Dominion read through Ramsland’s report, too. It points out that a number of assumptions Ramsland made are simply wrong. Antrim didn’t “adjudicate” any votes (meaning determine a voter’s intent after the fact), Dominion says, because the county didn’t have that tool. Contrary to what Ramsland claims, the county’s machines don’t have modems. Oh, and the county doesn’t use ranked-choice voting.

Most of Dominion’s response, though, focuses on something Ramsland would probably agree with — that county administrators made errors in their administration of the vote. After all, Antrim is the aforementioned small Michigan county where thousands of votes for Trump were incorrectly recorded as being for Biden. County officials updated their ballots without updating how the scanners read the ballots, meaning that Trump votes appeared where the machines expected Biden ones. This is why Ramsland was looking at Antrim in the first place — because it had already messed up.

Once those votes were fixed, though, there’s nothing particularly weird about its results. The county saw a bigger increase in the number of votes for Biden than most counties did, but Trump’s margin of victory this year was only 200 votes less than his margin in 2016. Compared with Michigan’s counties overall, Antrim’s increase in votes cast and its shift in the overall margin is unremarkable.
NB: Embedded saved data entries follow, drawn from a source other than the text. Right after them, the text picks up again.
Issue #1781, opened 2021-11-27
org.eclipse.xtext.testing does not import org.junit.jupiter.api


cdietrich:
org.eclipse.xtext.testing does not import org.junit.jupiter.api
so AbstractLanguageServerTest subclasses dont run the BeforeEach/AfterEach code
https://www.eclipse.org/forums/index.php/t/1109520/

cdietrich:
repo with fix https://ci.eclipse.org/xtext/job/xtext-umbrella/job/cd_issue1781/lastSuccessfulBuild/artifact/build/p2-repository/

cdietrich:
FIxed in 2.26.0
should be available in snapshots soon

PR #1782, opened 2021-11-27
[#1781] fix package import for org.junit.jupiter.api

cdietrich:
[#1781] fix package import for org.junit.jupiter.api

### DIFF
--- a/org.eclipse.xtext.testing/META-INF/MANIFEST.MF
+++ b/org.eclipse.xtext.testing/META-INF/MANIFEST.MF
@@ -28,6 +28,7 @@ Require-Bundle: org.eclipse.xtext;visibility:=reexport,
  org.eclipse.xtend.lib
 Import-Package: org.apache.log4j;version="1.2.15",
  org.apache.log4j.spi;version="1.2.15",
+ org.junit.jupiter.api;version="[5.0.0,6.0.0)";resolution:=optional,
  org.junit.jupiter.api.extension;version="[5.0.0,6.0.0)";resolution:=optional
 Bundle-ActivationPolicy: lazy
 Automatic-Module-Name: org.eclipse.xtext.testing


org.eclipse.xtext.testing/META-INF/MANIFEST.MF
```diff
@@ -28,6 +28,7 @@ Require-Bundle: org.eclipse.xtext;visibility:=reexport,
  org.eclipse.xtend.lib
 Import-Package: org.apache.log4j;version="1.2.15",
  org.apache.log4j.spi;version="1.2.15",
+ org.junit.jupiter.api;version="[5.0.0,6.0.0)";resolution:=optional,
```
szarnekow, line 31: Interesting find. Why did it even compile without the import?

szarnekow (approved):
Thank you for investigating this!

org.eclipse.xtext.testing/META-INF/MANIFEST.MF
cdietrich: Cause gradle does not check manifest

szarnekow: Of course... why would we compile an OSGI module with a tools that understands OSGI manifests ...

LorenzoBettini:
As @szarnekow pointed out (https://github.com/eclipse/xtext-core/pull/1782/files#r757780619) "Of course... why would we compile an OSGI module with a tools that understands OSGI manifests ..."
I'd still like to understand why we (Xtext) keep on using (read "banging our head against") Gradle instead of doing everything with the good ol' Maven, which still works like a charm and does not break things with each new release (or if it does, it's quickly fixed or it's easy to fix things).
In particular, from what I understand, none of the committers are really confident with Gradle (at least, that's the impression I had -- I seem to recall that once we completely bricked the metadata on Maven Central... something that I don't even think it's possible when releasing with Maven instead of Gradle).

PR #1788, opened 2021-12-03
Add possibiliy to use custom capacity for cache adapters

cdietrich:
Add possibiliy to use custom capacity for cache adapters


szarnekow:
LGTM.

Since you're on it: Would it makes sense to have a protected constructor that takes the map itself, such that clients can do more fancy map types if desired?

szarnekow (approved):

cdietrich:
dont think we need it as of now

PR #1790, opened 2021-12-10
Make @InjectWith meta-annotation capable (fix #1789)

### LINKED ISSUE #1789: @InjectWith is not meta-annotation capable
JUnit 5 built-in annotations are all [meta-annotation](https://junit.org/junit5/docs/current/user-guide/#writing-tests-meta-annotations) capable. That means you can create own annotations annotated with the existing ones, and use your own annotation instead (e.g. to group multiple existing annotations into a single new one).
The Xtext @InjectWith annotation doesn't support this, because its InjectionExtension [only looks for the annotation at the class under test](https://github.com/eclipse/xtext-core/blob/c6daeb75a5399903ac982a75f22a25305ac94afe/org.eclipse.xtext.testing/src/org/eclipse/xtext/testing/extensions/InjectionExtension.java#L150) and ignores any super interfaces and similar. To fix this, the extension needs to use the JUnit Platform AnnotationSupport to query the annotation.

Will provide a PR.

Bananeweizen:
Use the JUnit Platform annotation retrieval to also look at super
interfaces, composed interfaces etc. of the test class.

JUnit Platform 1.y.z corresponds to JUnit Jupiter 5.y.z, that's why the
platform range [1,2) should fit well to the existing Jupiter range [5,6)
in the manifest.

Signed-off-by: Michael Keppler <Michael.Keppler@gmx.de>

### DIFF
--- a/org.eclipse.xtext.testing/src/org/eclipse/xtext/testing/extensions/InjectionExtension.java
+++ b/org.eclipse.xtext.testing/src/org/eclipse/xtext/testing/extensions/InjectionExtension.java
@@ -21,6 +21,7 @@ import org.junit.jupiter.api.extension.BeforeEachCallback;
 import org.junit.jupiter.api.extension.ExtensionConfigurationException;
 import org.junit.jupiter.api.extension.ExtensionContext;
 import org.junit.jupiter.api.extension.TestInstancePostProcessor;
+import org.junit.platform.commons.support.AnnotationSupport;
 import org.junit.jupiter.api.extension.ExtensionContext.Namespace;
 import org.junit.jupiter.api.extension.ExtensionContext.Store.CloseableResource;
 
@@ -38,7 +39,7 @@ import com.google.inject.Injector;
  * It takes care about JUnit5 {@link Nested nested} test classes. They are inner classes that might
  * be annotated as well and must be handled for injection.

Also unremarkable is how those shifts looked in counties that did or didn’t use Dominion voting systems.

Oh, also: Antrim County backed Trump by a 24-point margin. If elections administrators there were trying to throw the state for Biden by futzing with the county’s 16,000-odd voters, they did a very, very bad job.

Ramsland’s report attempts to obfuscate his claims using a flurry of complicated-sounding analyses. That he reports the error rate using two digits to the right of the decimal point is fully in keeping with the rest of the document, which, for example, goes into great detail about how a server’s “Windows updates are 3.86 years out of date,” which is certainly a normal way to refer to time periods. It is in keeping with many of the post-election scramblings offered by the president, documents and claims that often rely on the murkiness of technological terminology to obscure the shakiness of what’s being asserted.

What Trump ignores is that even if Ramsland proved that something nefarious happened in Antrim County, which he did not, it doesn’t mean anything. Even if elections administrators in that one county were actively skewing the vote against the president, that means nothing for any of the state’s 82 other counties, particularly those counties where 45 percent of the state lives and that don’t use Dominion machines. It means nothing for the thousands of other counties that voted more heavily against Trump than they did four years ago.

To put a fine point on it: Many of the people who are alleging that this proves any fraud, much less rampant fraud, are lying. Trump may at times elevate things that he thinks might make his case, but it’s clear that, at other times, he’s lying about fraud, too.

Having a report in hand that makes a sweeping claim about the possibility of fraud no more proves fraud than you holding a knife proves that you committed murder.

Update: Antrim County finished a hand-recount of its ballots, comparing the electronically tallied results with the paper records produced when voters voted.

The recount matched the original tally, save for a swing of 12 votes in Trump’s favor.